Peter D. Rose FAIA, FRAIC is an architect and educator. Rose is the founder and principal of Peter Rose and Partners, an architectural, research, and urban design practice founded in Montreal, Quebec, Canada now based in Boston, Massachusetts.

==Career==
Rose's best known work in Canada is the Canadian Centre for Architecture, which was designed by Rose with the Centre's founder Phyllis Lambert as consulting architect and Erol Argun as associate architect. Completed in 1989, the CCA received the Honor Awards for Architecture from the American Institute of Architects and the Governor General's Medals in Architecture in 1992.

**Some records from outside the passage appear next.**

PR #1025, opened 2023-09-26
bugfix: handle if errors is not an array

### LINKED ISSUE #1024: Occasional "error.originalError.errors.map is not a function" errors
I very sporadically get errors in my project's tests `"error.originalError.errors.map is not a function"` which I've traced back to [here](https://github.com/mercurius-js/mercurius/blob/master/lib/errors.js#L49) in mercurius. could easily do a PR do add `Array.isArray()` there but this might hint at something else (me?) passing the wrong args to `defaultErrorFormatter`

ashley-conpago:
closes #1024 

- check that `error.originalError.errors` is an array before mapping it.
- if not an array, but is defined, try to handle it anyway.


mcollina (changes requested):

PR #1031, opened 2023-10-05
Remove all listeners on close

aldotms70:
This patch calls the removeListener on emitter for all subscribed topics. It is important to avoid memory leak.
When using MQEmitterRedis is most important to unsubscribe pattern on redis server.


mcollina (approved):
lgtm

PR #30, opened 2026-05-10
feat: Sync Center — Phase 1 (IssueStore + 413 retry-loop fix)

Rasbandit:
## Summary

- New `IssueStore` — path-keyed, persistent map of sync failures classified by category (`too_large` / `auth` / `server` / `network` / `conflict` / `other`).
- `pushFile` catch block routes errors through `categorizeError`: records the issue, **skips the offline queue when the failure is terminal** (e.g. 413), clears the issue on next successful push.
- Persisted alongside `lastSync` / `syncState` so the upcoming Sync Center pane sees a stable list across reloads.

## Why now

Health vault reported "299 notes / 106 attachments to push" but pushAll silently looped — every PDF >5MB hit the backend's 413 cap, the offline queue re-enqueued the same payload, and the next retry hit 413 again. No surface anywhere to learn which file or why. This patch makes failures *visible and terminal* instead of *invisible and infinite*.

## What's in this PR

| Area | Change |
|---|---|
| `src/issue-store.ts` (new) | `IssueStore` class + `categorizeError()` helper |
| `src/types.ts` | `SyncIssue` + `SyncIssueCategory` types |
| `src/sync.ts` | pushFile catch block: record + classify + conditional enqueue; success path clears issue |
| `src/main.ts` | hydrate on load, persist with plugin data |
| `tests/issue-store.test.ts` (new) | 18 unit tests — store dedupe/persist/categorize |
| `tests/sync.test.ts` | 3 integration tests — 413 records + skips queue, 500 records + queues, success clears |

**Tests: 397 pass / 0 fail (was 394).** Build clean (tsc + esbuild + biome).

## What's NOT in this PR (follow-up commits on this branch)

This is Phase 1 of the Sync Center redesign. Subsequent phases land as additional commits on this branch before merge:

| # | Scope |
|---|---|
| 2 | `SyncCenterView` workspace-leaf skeleton + ribbon icon |
| 3 | Issues section live (rendering IssueStore) |
| 4 | Activity section live (replaces SyncLogModal) |
| 5 | Actions strip + inline confirm (replaces PreSyncModal) |
| 6 | Stats + header status (live counts) |
| 7 | Retire PreSyncModal + SyncLogModal + actions in settings tab |

Per project convention (single PR per feature, version bump at PR-open) — version moves `1.2.1 → 1.3.0` once at the top of the branch and the PR re-renders as new phases land.

## Test plan

- [ ] `bun test` — all 397 green
- [ ] `bun run build` — tsc + esbuild + biome clean
- [ ] Manual: push a >5MB attachment → IssueStore captures with `category: too_large`, status 413, sizeBytes set
- [ ] Manual: confirm the offline queue does NOT grow on 413
- [ ] Manual: reload plugin → issues persist
- [ ] Manual: shrink the file + retry → issue clears on success


Rasbandit:
### Code review

Found 1 issue:

1. `categorizeError` marks HTTP 401/403 with `terminal: false`, so the offline queue keeps retrying after a permanent auth failure. `src/api.ts` already does an inline single-shot refresh-and-retry on 401 — if a 401 still bubbles up to `pushFile`'s catch, refresh has already failed (revoked key, account suspended, etc.). Re-enqueueing then loops every flush. 403 has no auto-recovery path at all and should also be terminal. Same loop pattern that prior fixes (e.g. 404-on-delete) explicitly closed.

https://github.com/Rasbandit/engram-obsidian-sync/blob/a9deea5a32956e45a9f635a6c8fc732726a28ef9/src/issue-store.ts#L91-L95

Rose founded the Alcan Lectures in Architecture, which ran from 1974 to 1992. This lecture series, sponsored by Alcan Aluminium Limited, brought architects, architectural historians and planners to the city. Rose's association with Alcan also included interior planning and design with Peter Lanken on the company's world headquarters Maison Alcan on Sherbrooke Street, which preserved a row of historic buildings in city's Golden Square Mile district.

In collaboration with Aurèle Cardinal, Rose designed the plans for the redevelopment of the Old Port of Montreal in the early 90s.

After studying architecture at Yale University, where he worked under Vincent Scully and Charles Moore, Rose returned to Montreal, designing Postmodern vacation houses in the Eastern Townships and Laurentian regions. He is noted for his residential designs for homes in western New England, including several vacation cottages in northern Vermont and individual houses in Sharon, Connecticut and Stowe, Vermont. His design for the house in Stowe was selected as one of Architectural Records Record Houses in 1998. The New York Times featured his renovation of a townhouse for Edgar Bronfman, Jr. in Manhattan in September 1999.

In 2010, construction was completed on Rose's design for a dormitory at the Kripalu Center for Yoga and Health in Stockbridge, Massachusetts.

Rose was an adjunct professor of Architecture at the Harvard Graduate School of Design and has taught at Princeton University, McGill University and the University of Toronto. He is the author of Peter Rose: Houses, published by Princeton Architectural Press.